I always get a giggle when someone offers to pop Bud’s bridle on as I know the giraffe will return and they wont be able to reach.  
 I can remember one day he was refusing to stand at my mounting stool. Every time I climbed up the stool, and put my foot in the stirrup he would begin to walk away. I had to quickly remove my foot from the stirrup and get down from the stool. This went on for about 15 minutes. I couldn’t just hop around with him, as he was too big and he knew it. 
I could go on and on with all of the things that we experienced in those three years before Bud and I rode that first dressage test. But I think you all get the picture. 
Bud wasn’t born as a Unicorn. He hasn’t always been easy to handle, and a pleasure to ride. 
In fact there have been times when I have wondered if maybe he might be better off with someone else, somebody who is more experienced or a better rider than me. But I have always returned back to Bud and worked on our partnership so that our bond could grow. 
So in essence my take home message is that Unicorns are not born, they are grown through trust, bond and training And if you currently don’t yet have the relationship that you are hoping for, I want to reassure you that it just takes time.
Loren Madsen
Plum Tack sponsored rider 

2 Responses

Erin Domaille
Erin Domaille

June 08, 2020

Thank you. I read this just as I head out to the paddock. Ive been waiting all weekend to go and spend some time out there. I am now, where you were.
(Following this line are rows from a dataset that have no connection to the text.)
PR #6733, opened 2018-10-11
Check for file or folder when checking for git hash in build metadata

colby-swandale:

A change that was introduced in #6664 is breaking RubyGem's specs because the Build Metadata is not being generated correctly.

This is breaking because the change is checking for the `.git` to determine if the git hash should be fetched for the version string. This folder does not exist in the submodule in RubyGems' repo

See https://travis-ci.org/rubygems/rubygems/jobs/437576972

Check if `.git` exists either as a file or folder

### DIFF
--- a/lib/bundler/build_metadata.rb
+++ b/lib/bundler/build_metadata.rb
@@ -28,7 +28,9 @@ module Bundler
       # If Bundler has been installed without its .git directory and without a
       # commit instance variable then we can't determine its commits SHA.
       git_dir = File.join(File.expand_path("../../..", __FILE__), ".git")
-      return "unknown" unless File.directory?(git_dir)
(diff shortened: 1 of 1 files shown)


greysteil:
@colby-swandale - will the `git rev-parse --short HEAD` command that will then be run actually return in this case? Otherwise we should change the test, not the code.

colby-swandale:
Yes, it will return a hash (although it's RubyGem's git hash)

```
~/Projects/rubygems/bundler
❯ git rev-parse --short HEAD
a356d8cf9
```

greysteil:
Cool, that still sounds useful. 👍 from me.

colby-swandale:
@bundlerbot r+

Unicorns are not made overnight I know that all too well. We have a long road to go but I have a vision for us. So I probably need to let go of that baggage too, and remember I can do this. It’s very easy to tear something down just when you’ve come so far…And patience is a virtue. Thanks for the read and insight!


June 08, 2020

I hear you….broke my pelvis 4 yrs ago and lost my confidence. Now I have my unicorn and wow what a difference.